How to merge DataFrames in R dplyr? ›

Using 'dplyr' package:

The primary function for merging in 'dplyr' is 'join()', which supports various types of joins. 'x' and 'y' are the data frames to be merged. 'type_of_join' can be 'inner', 'left',' right' or 'full' to specify the type of join.

How to combine two data frames in R? ›

In R we use merge() function to merge two dataframes in R. This function is present inside join() function of dplyr package. The most important condition for joining two dataframes is that the column type should be the same on which the merging happens. merge() function works similarly like join in DBMS.

Which function is used to merge two data frames? ›

The merge() method updates the content of two DataFrame by merging them together, using the specified method(s). Use the parameters to control which values to keep and which to replace.

How do you combine data from multiple DataFrames? ›

The merge() operation is a method used to combine two dataframes based on one or more common columns, also called keys. The resulting data frame contains only the rows from both dataframes with matching keys. The merge() function is similar to the SQL JOIN operation.

How do I combine two lists into a DataFrame in R? ›

The expand. grid function create a data frame from all combinations of the provided lists or vectors or factors. For example, if we have two lists defined as List1 and List2 then we can create a data frame using the code expand. grid(List1,List2).

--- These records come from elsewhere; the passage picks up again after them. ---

PR #442, opened 2020-01-14
add ignoreHTTPError option

faceair:
In graphite-web, all rendering errors will only return empty results, no errors will be returned. For example, divide by an empty series.

It may not be reasonable, but I want them to be consistent, we have some systems that expect the graphite api to never return an error.


Civil:
I agree that consistency is important (and even should be default behavior whenever it is sane to do it), however PR currently changes the behavior too much.

However I'll need a bit more time to test the PR.

faceair:
I noticed that [this commit ](https://github.com/go-graphite/carbonapi/commit/3ae9ab7815bd5124d2a0fc4f533f9d2159cd9a36
) can solve this problem, this mr does not need to be merged.

PR #444, opened 2020-01-23
sortBy implementation

misiek08:
Implementing `sortBy/3` to match graphite's ones. I will try to compare results from Graphite and my changes (this and https://github.com/go-graphite/carbonapi/pull/437) and if there are differences I'll try to fix them in following PRs.

No tests changes for existing `sortBy*` functions, so no breaking changes for this field.

I'm open for some optimizations proposals. I wasn't trying to make it as fast as possible here by complicating code, but there is place for speeding up this code if needed.


misiek08:
@Civil thanks 😉

PR #456, opened 2020-03-27
fix applyByNode

faceair:
When querying `aliasByNode(highestAverage(applyByNode(host.dns[0-9]*.uptime.uptime.value,1,"scale(perSecond(%.interface-bond1.if_octets.tx), 0.000008)"), 5), 1, 2)`, the `function = aliasByNode, err = function = highestAverage, err = unknown function in evalExpr: "applyByNode"` error still occurs.

Looks like the rewrite function cannot work with other functions, I try to implement applyByNode in other ways to avoid this error.

### DIFF
--- a/cmd/carbonapi/http/helper.go
+++ b/cmd/carbonapi/http/helper.go
@@ -2,7 +2,6 @@ package http
 
 import (
 	"fmt"
-	"github.com/go-graphite/carbonapi/pkg/parser"
 	"net/http"
 	"strings"
 	"sync/atomic"
@@ -10,6 +9,7 @@ import (
 
 	"github.com/go-graphite/carbonapi/carbonapipb"
 	"github.com/go-graphite/carbonapi/cmd/carbonapi/config"
+	"github.com/go-graphite/carbonapi/pkg/parser"
 	"github.com/lomik/zapwriter"
 	"go.uber.org/zap"
 )
@@ -18,11 +18,6 @@ type responseFormat int
 
 // for testing
 var timeNow = time.Now
-
-type requestInterval struct {
-	from  int64
-	until int64
-}
 
 const (
 	jsonFormat responseFormat = iota
--- a/cmd/carbonapi/http/render_handler.go
+++ b/cmd/carbonapi/http/render_handler.go
@@ -1,13 +1,13 @@
 package http
 
 import (
-	"github.com/ansel1/merry"
 	"io/ioutil"
 	"net/http"
 	"strconv"
 	"strings"
 	"time"
 
+	"github.com/ansel1/merry"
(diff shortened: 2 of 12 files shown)


Civil:
Could you also please modify the test for applyByNode function? As they will fail because of the node index change.

faceair:
I have supported mixed query of rewrite function and other functions, but it seems that I cannot add some details to the access log. Do you have any good suggestions ?

Civil:
What kind of details are you trying to add?

faceair:
such as:
1. https://github.com/go-graphite/carbonapi/pull/456/files#diff-fa3458f1b1f03af74514bd42a0fc2ec4L274-L275
2. https://github.com/go-graphite/carbonapi/pull/456/files#diff-fa3458f1b1f03af74514bd42a0fc2ec4L319

Civil:
Not sure that I understood your question correctly. I also haven't reviewed your latest changes (yet).

But overall accessLogDetails is a struct (https://github.com/go-graphite/carbonapi/blob/master/carbonapipb/carbonapi.pb.go#L3-L34) that supposed to be populated whenever you have something to add there.

Idea behind it was that in each HTTP handler there should be a defer that will produce a log entry in access log with all the details from that struct. For example that one: https://github.com/go-graphite/carbonapi/blob/master/cmd/carbonapi/http/render_handler.go#L97-L99 for `/render`.

defferedAccessLogger is the function defined in helper and just sets the HTTP response code if needed and specify text itself:
https://github.com/go-graphite/carbonapi/blob/b99b96f80a8302ac29e9ee60bd6f7f626694e650/cmd/carbonapi/http/helper.go#L241-L249

As about the stats:
They come from zipper itself and should be populated by respective backend.

For render requests that usually populated in the Fetch function in the broadcast group:
https://github.com/go-graphite/carbonapi/blob/8dad9e0b5dcda1481d84442728c95e2e2df51d85/zipper/broadcast/broadcast_group.go#L244

And the function itself:
https://github.com/go-graphite/carbonapi/blob/8dad9e0b5dcda1481d84442728c95e2e2df51d85/zipper/broadcast/broadcast_group.go#L302-L313

Also ZipperRequests here have a different meaning than in carbonapi 0.11 or earlier (or booking's fork as it's based on 0.11) - as zipper now is integrated into carbonapi, this metric have a meaning of how many backend functions we need to call after zipper split our requests according to the configured parameters.

But actually I can see your point that it's currently not the real amount of requests, but the prediction. Those metrics should be populated at least partially after that point:
https://github.com/go-graphite/carbonapi/blob/8dad9e0b5dcda1481d84442728c95e2e2df51d85/zipper/broadcast/broadcast_group.go#L258

Civil:
Thanks for the PR, it's really helpful

PR #459, opened 2020-04-02
ignore no metrics error

faceair:
1. Fix the following case, which is caused by the rewrite function fetch.

query:
```
aliasByNode(highestAverage(applyByNode(host.dns[0-9]*.uptime.uptime.value,1, "scale(perSecond(%.interface-bond1.if_octets.tx), 0.000008)"), 5), 1, 2)
```
error:
```
Internal Server Error: error or no response: function=aliasByNode, err=function=highestAverage, err=no metrics in the Response
```

2. Another commit fixes same metric name cache

for example:
```
diffSeries(flink.1165.jobmanager.*.*.numberOfFailedCheckpoints, timeShift(flink.1165.jobmanager.*.*.numberOfFailedCheckpoints, '10min'))
```

### DIFF
--- a/cmd/carbonapi/http/render_handler.go
+++ b/cmd/carbonapi/http/render_handler.go
@@ -16,6 +16,7 @@ import (
 	"github.com/go-graphite/carbonapi/expr/types"
 	"github.com/go-graphite/carbonapi/pkg/parser"
 	utilctx "github.com/go-graphite/carbonapi/util/ctx"
+	ztypes "github.com/go-graphite/carbonapi/zipper/types"
 	pb "github.com/go-graphite/protocol/carbonapi_v3_pb"
 	"github.com/lomik/zapwriter"
 	uuid "github.com/satori/go.uuid"
@@ -270,6 +271,9 @@ func renderHandler(w http.ResponseWriter, r *http.Request) {
 		// Otherwise it should be 500
 		errMsgs := make([]string, 0)
 		for _, err := range errors {
+			if merry.Is(err, ztypes.ErrNoMetricsFetched) {
+				continue
+			}
 			errMsgs = append(errMsgs, err.Error())
 			if returnCode < 500 {
 				returnCode = merry.HTTPCode(err)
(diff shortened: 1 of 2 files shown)


cmd/carbonapi/http/render_handler.go
```diff
@@ -260,6 +261,9 @@ func renderHandler(w http.ResponseWriter, r *http.Request) {
 		// Otherwise it should be 500
 		errMsgs := make([]string, 0)
 		for _, err := range errors {
+			if err != ztypes.ErrNoMetricsFetched {
```
Civil, line 274: It's better to use `!merry.Is(err, ztypes.ErrNoMetricsFetched)` here as `!=` will only compare one level of the errors, but "Is" will check if on any level there is an error of that type. That's not too important, but would allow to change all types of the errors much easier in future.

Also I'm a bit confused with the PR's name - you are saying that you want to ignore "no metircs error", but here you are ignoring everything, but "NoMetircsFetched".

faceair: Yes, it should be `merry.Is(err, ztypes.ErrNoMetricsFetched)`

faceair: image

But it looks like this error is not equal to ErrNoMetricsFetched, it is equal to https://github.com/go-graphite/carbonapi/blob/c538fcd86be320b360e62fd0a6dd7d136b428e87/expr/expr.go#L129

We may need to modify the error handling here.

faceair:
By the way, I don't think we need to generate an ErrNoMetricsFetched error by default when backend fetch, just return an empty response directly. 
If a function requires the value during processing, this time the function can throw an ErrNoMetricsFetched error.

Civil:
Zipper currently generates ErrNoMetricsFetched because it tries to stay somehow decoupled from carbonapi. Even though it's not very well maintained, but there is cmd/carbonzipper app that can be used separately from carbonapi, at least for now.

PR #464, opened 2020-05-06
Fix /render empty result returns 200.

lexx-bright:


cmd/carbonapi/http/render_handler.go
```diff
@@ -269,15 +269,14 @@ func renderHandler(w http.ResponseWriter, r *http.Request) {
...
 		errMsgs := make([]string, 0)
 		for _, err := range errors {
 			if merry.Is(err, ztypes.ErrNoMetricsFetched) || merry.Is(err, parser.ErrSeriesDoesNotExist) {
 				continue
 			}
 			errMsgs = append(errMsgs, err.Error())
-			if returnCode < 500 {
-				returnCode = merry.HTTPCode(err)
-			}
+			returnCode = merry.HTTPCode(err)
```
Civil, line 279: I've explicitly wanted to any error that would cause 5xx error to return 5xx, e.x. you have 2 backends that reported 404, no metrics found, and one that returned "500" due to some error should cause overall return code to be 500.

In that case it will strictly depend on order of the replies and 404 could override 500.

cmd/carbonapi/http/render_handler.go
```diff
@@ -269,15 +269,14 @@ func renderHandler(w http.ResponseWriter, r *http.Request) {
 		// Obtain error code from the errors
 		// In case we have only "Not Found" errors, result should be 404
 		// Otherwise it should be 500
+                returnCode = http.StatusNotFound
```
Civil, line 272: Please run `go fmt` on the file to correct formating.

cmd/carbonapi/http/render_handler.go
lexx-bright: Refactored to follow that logic.

cmd/carbonapi/http/render_handler.go
lexx-bright: Done.

lexx-bright:
Got the idea. Predefining returnCode with http.StatusNotFound in case of empty result should fix this issue.

PR #473, opened 2020-05-28
add start/end time to the metric find request

faceair:


cmd/carbonapi/interfaces/zipper.go
```diff
@@ -12,7 +13,7 @@ import (
 // The CarbonZipper interface exposes access to realZipper
 // Exposes the functionality to find, get info or render metrics.
 type CarbonZipper interface {
-	Find(ctx context.Context, metrics []string) (*pb.MultiGlobResponse, *zipperTypes.Stats, merry.Error)
+	Find(ctx context.Context, request pb.MultiGlobRequest) (*pb.MultiGlobResponse, *zipperTypes.Stats, merry.Error)
```
faceair, line 16: Should I use struct or struct pointer here? Are there any principles?

Civil: In general, it doesn't matter if the struct is small enough. Basically if it's less than 60 bytes that's fine either way, otherwise pointer is better to avoid extra copy of "large" structure.

But as this struct only contains couple more int64 fields that should be fine as a struct. Also other functions uses struct at this moment, so either all of them should use pointers or none of them, just to preserve same semantics across all of the functions.

faceair: Thanks, I get it.

Issue #18, opened 2014-09-27
Cache more aggressively


dgryski:
Graphite munges timestamps to minutely resolution to increase the chance of a cache hit. It also stores the data returned by the stores so future queries on the same data can also be pulled from the cache.

Decide which of these we want to implement.

xneo64:
@dgryski why not make `cacheTimeout := int32(60)` duration user configurable? 

Graphite-web implements DEFAULT_CACHE_DURATION which is very useful in my use case as we collect metrics at an interval of 10s. 
When using carbonapi I have to manually override the Cache Timeout value in Grafana, or disable caching altogether - both of which are either impractical or undesirable.

dgryski:
@xneo64 Good plan.  I'll do that on Monday when I'm back at work.  (If you have a PR, I can review and merge that sooner.)

xneo64:
Just got to know about this project a couple of days ago, and converted my preproduction environments. While very easy to read, unfortunately I'm inexperienced with Go code, so I'll do you a favour by not submitting a barbaric PR. 

 I'll definitely be able to make proper + tested contributions in the future

dgryski:
The munged timestamps to increase cache hit ratio also an approach that should be considered. Would be interesting to see what effect it has on real traffic. We can probably simulate this given logs.

jaroslawr:
@dgryski @Civil are there any realistic near-term plans on implementing the timestamp munging? If you consider handling requests from Grafana, right now caching only has a chance to go in effect if two or more identical queries arive within a single second, right? To me it looks like operating with full-minute timestamps would have a night-and-day performance effect for many production set ups. I am troubleshooting one right now, and the bulk of carbonapi requests are popular Grafana dashboards which repeatedly issue the same queries with request time ranges like [-24h,now] etc., which unfortunately do not get cached because the timestamps are resolved differently even if sent 5s or 10s apart.

Civil:
I'm open to a PR or at least to some one who are willing to test such a feature. As the overall problem here is that neither me nor Damian have production environments that uses carbonapi (at least to my knowledge), so it is very hard to test what benefit it would have in real life and if it won't add any new bugs (bugs within caching could be tricky to diagnose).

Civil:
Actually there was another idea on how to improve loading time for dashboards and hit ratio as well:
https://github.com/go-graphite/carbonapi/issues/242

But those approaches can co-exist.

jaroslawr:
[...]

PR #480, opened 2020-06-16
Add a new cache for caching backend responses before rendering.

jaroslawr:
The new cache has a much better hit ratio when using CarbonAPI with Grafana. Grafana varies the value of maxDataPoints sent in requests depending on the screen width of the client, which often prevents reusing the results in the existing cache, which stores the response already after trimming the results to maxDataPoints. See also https://github.com/go-graphite/carbonapi/issues/18

The new cache is free from this problem and for us it results in around 25-30% less queries to Clickhouse and 25%-30% less load on Clickhouse servers, which we use for storing the metrics, in comparison to a setup with just the existing  cache.

I tried to be fairly conservative in implementing this:
- the preexisting response cache is still there
- the backend cache is configured separately and is disabled by default
- noCache param disables both caches (and cacheTimeout param overwrites the timeout for both caches)
- if there are errors when fetching the metrics from backends, nothing is stored in the cache

### DIFF
--- a/cmd/carbonapi/http/render_handler.go
+++ b/cmd/carbonapi/http/render_handler.go
@@ -1,6 +1,9 @@
 package http
 
 import (
+	"bytes"
+	"encoding/gob"
+	"errors"
 	"io/ioutil"
 	"net/http"
 	"strconv"
@@ -41,9 +44,7 @@ func setError(w http.ResponseWriter, accessLogDetails *carbonapipb.AccessLogDeta
 	accessLogDetails.HTTPCode = int32(status)
 }
 
-func getCacheTimeout(logger *zap.Logger, r *http.Request) int32 {
-	cacheTimeout := config.Config.Cache.DefaultTimeoutSec
-
+func getCacheTimeout(logger *zap.Logger, r *http.Request, defaultTimeout int32) int32 {
 	if tstr := r.FormValue("cacheTimeout"); tstr != "" {
 		t, err := strconv.Atoi(tstr)
 		if err != nil {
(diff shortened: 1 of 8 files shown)


cmd/carbonapi/http/render_handler.go
```diff
@@ -332,11 +348,62 @@ func renderHandler(w http.ResponseWriter, r *http.Request) {
...
+		config.Config.ResponseCache.Set(responseCacheKey, body, responseCacheTimeout)
 		td := time.Since(tc).Nanoseconds()
 		ApiMetrics.RenderCacheOverheadNS.Add(td)
 	}
 
 	gotErrors := len(errors) > 0
 	accessLogDetails.HaveNonFatalErrors = gotErrors
 }
+
+func backendCacheComputeKey(from string, until string, targets []string) string {
```
Civil, line 360: you can combine from and until there. I mean instead of
```
func backendCacheComputeKey(from string, until string, targets []string) string {
```

you can write
```
func backendCacheComputeKey(from, until string, targets []string) string {
```

That's just to make the linter a bit happier.

Otherwise PR looks good to me on a first glance.

Meanwhile I'll read it more careful.

jaroslawr: Thanks, I amended the commit with a fix.

jaroslawr:
@Civil My PR was still for the master branch, it seems main is the default branch now. There are also some other differences between main and master branch now. Is that somehow intentional, or just a result of the branch rename?

In any case, thanks for merging!

Civil:
I've fixed that. Maybe a bit suboptimal, but current main should have all the PRs that were mis-merged.

Sorry for a confusion. That wasn't intentional, I just assumed that github is smarter than it really is.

How do I combine two data series into a DataFrame? ›

Using pd.

concat() to concatenate s1 and s2 along axis 1 (columns) to create a DataFrame df . The resulting DataFrame has two columns, with the values from s1 in the first column and the values from s2 in the second column. Note that the index labels from the original Series are preserved in the resulting DataFrame.

How do I combine two columns into one DataFrame in R? ›

Merge Two Columns into One using paste0()

The paste0() function is used for the concatenation of two columns into one column of the R data frame without any separator. This code creates a new column call Location in the data frame df .

How do I combine two data frames in R with different column names? ›

To join data frames on the different columns in R use either base merge() function or use dplyr functions. Using the dplyr functions is the best approach as it runs faster than the R base approach. dplyr package provides several functions to join R data frames and all these supports merge on the different column names.

References

Top Articles
Latest Posts
Article information

Author: Maia Crooks Jr

Last Updated:

Views: 6391

Rating: 4.2 / 5 (63 voted)

Reviews: 86% of readers found this page helpful

Author information

Name: Maia Crooks Jr

Birthday: 1997-09-21

Address: 93119 Joseph Street, Peggyfurt, NC 11582

Phone: +2983088926881

Job: Principal Design Liaison

Hobby: Web surfing, Skiing, role-playing games, Sketching, Polo, Sewing, Genealogy

Introduction: My name is Maia Crooks Jr, I am a homely, joyous, shiny, successful, hilarious, thoughtful, joyous person who loves writing and wants to share my knowledge and understanding with you.